EXERCISE DIRECTIONS: Scan the material for the word "Ensure" and copy each line where it occurs.

EXERCISE DATA:
****************

PR #538, opened 2022-01-25
Patch project sponsor disappearing bug

chiaberry:
## Associated issues

https://github.com/cityofaustin/atd-data-tech/issues/8244

## Testing
**URL to test:** 
Deploy to test, to test!

**Steps to test:**

Missing edit hyphen for some projects -- save a blank project DO#, by entering only empty spaces and saving. it should still render as a - instead of the blank spaces

To test the disappearing project sponsor. First, try resizing the screen. confirm the column texts dont disappear. Try updating other fields and the project sponsor shouldn't go away. 

I think this should also fix the project DO# not wanting to save. I can't see in the video of the bug, but I suspect the project sponsor had disappeared so when the project DO was trying to save, it was sending "undefined" as the project sponsor, thus preventing the update from completing. That is my conjecture though, since I wasn't able to reproduce. 

---
#### Ship list
- [x] Code reviewed 

### DIFF
--- a/moped-editor/src/views/projects/signalProjectTable/SignalProjectTable.js
+++ b/moped-editor/src/views/projects/signalProjectTable/SignalProjectTable.js
@@ -118,7 +118,7 @@ const SignalProjectTable = () => {
     project["project_types"] = project_types;
 
     // project sponsor
-    project["project_sponsor"] = entityList.find(
+    project["project_sponsor_object"] = entityList.find(
       e => e.entity_id === project?.project_sponsor
     );
 
@@ -294,12 +294,12 @@ const SignalProjectTable = () => {
     },
     {
       title: "Project sponsor",
-      field: "project_sponsor",
+      field: "project_sponsor_object",
       render: entry => (
         <Typography className={classes.tableTypography}>
-          {entry?.project_sponsor?.entity_name === "None"
+          {entry?.project_sponsor_object?.entity_name === "None"
             ? "-"
-            : entry?.project_sponsor?.entity_name}
+            : entry?.project_sponsor_object?.entity_name}
         </Typography>
       ),
       customEdit: "projectSponsor",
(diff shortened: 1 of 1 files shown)


moped-editor/src/views/projects/signalProjectTable/SignalProjectTable.js
```diff
@@ -287,15 +287,19 @@ const SignalProjectTable = () => {
       title: "Project DO#",
       field: "purchase_order_number",
       emptyValue: "-",
+      render: entry =>
+        entry.purchase_order_number.trim().length === 0
+          ? "-"
+          : entry.purchase_order_number,
```
chiaberry, line 293: this allows blank project DO's to still be editable

moped-editor/src/views/projects/signalProjectTable/SignalProjectTable.js
```diff
@@ -118,7 +118,7 @@ const SignalProjectTable = () => {
     project["project_types"] = project_types;
 
     // project sponsor
-    project["project_sponsor"] = entityList.find(
+    project["project_sponsor_object"] = entityList.find(
       e => e.entity_id === project?.project_sponsor
     );
```
chiaberry, line 123: using the same variable name was the fatal flaw here. After adding the windowResize hook, the table was rerendering, but not querying the data. So it was trying to match this to an object instead of a number, which would then result in undefined/empty.

mateoclarke: 🙃  Thanks for figuring this one out!

moped-editor/src/views/projects/signalProjectTable/SignalProjectTable.js
mateoclarke: ✂️  `trim()` FTW!

mateoclarke (approved):
🚢 💨 ✨ 

bug-bugs

amenity:
@chiaberry - we'll need another PR for main, right?

amenity:
@chiaberry - I'm still seeing the "DO #" edit-in-place disappear when I delete the value from the signals dashboard.

https://user-images.githubusercontent.com/1463708/151038634-e7dd544b-2b1d-43db-aade-36283bc65585.mov

amenity (approved):
⚡  bug iz gone! ⚡

PR #539, opened 2022-01-25
6233: Remove unused tables and rework FK relationships to allow cascading deletions of child table records

frankhereford:
## Associated issues

This PR intends to close https://github.com/cityofaustin/atd-data-tech/issues/6233.

## Considerations

This PR changes the way that the database will handle a `DELETE` command on `moped_project` and its child tables. It configures the database to `CASCADE` the delete command down to get all related data of a project when a project is deleted. 

This PR allows for a project and all related data to be deleted with a single SQL command or mutation.

It also includes `DROP`ing a number of unused tables.

## Testing

This PR is entirely related to database changes, so testing must occur locally or on the _testing_ deployment. 

For those who do run moped locally, I recommend doing a round of local testing and then doing a round of testing on the _test_ instance. Testing on _test_ may require use of the bastion host to access the DB instance as it is firewalled behind it.

A portion of the testing will include issuing a `DELETE` command against the `moped_project` table, and I think we need to be mindful of preserving that data on the shared environments until it needs to be deleted. Let's keep communicating about database changes that remove or alter data outside of our local instances.

All that said, the testing URL is: https://moped-test.austinmobility.io/moped/

**Steps to test:**

* Ensure migrations run when you spin up an instance of the database. This tests the changes to the seed data.
* Ensure that just the new migrations run against a restoration of data into your local database stack from both staging and production.
* Ensure that the correct tables have been removed.
* Look at the tables that have the foreign key constraints changed to use cascading deletes. Make sure there are no tables that contain information that is part of the app (like a list of departments, divisions, etc.) These deletes should only cascade into tables which contain information about a project or related, user-entered, data.
* Make sure that you can `DELETE` any `moped_project` that you want or can construct in a single SQL statement without errors.

---
#### Ship list
- [x] Code reviewed 


moped-database/migrations/1643301492425_rework_fks_for_projects_and_children/up.sql
```diff
@@ -0,0 +1,76 @@
+-- moped_proj_phases.project_id => moped_project
```
johnclary, line 1: these comments are super helpful!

****************

RESPONSE AREA:
* Ensure migrations run when you spin up an instance of the database. This tests the changes to the seed data.
* Ensure that just the new migrations run against a restoration of data into your local database stack from both staging and production.
* Ensure that the correct tables have been removed.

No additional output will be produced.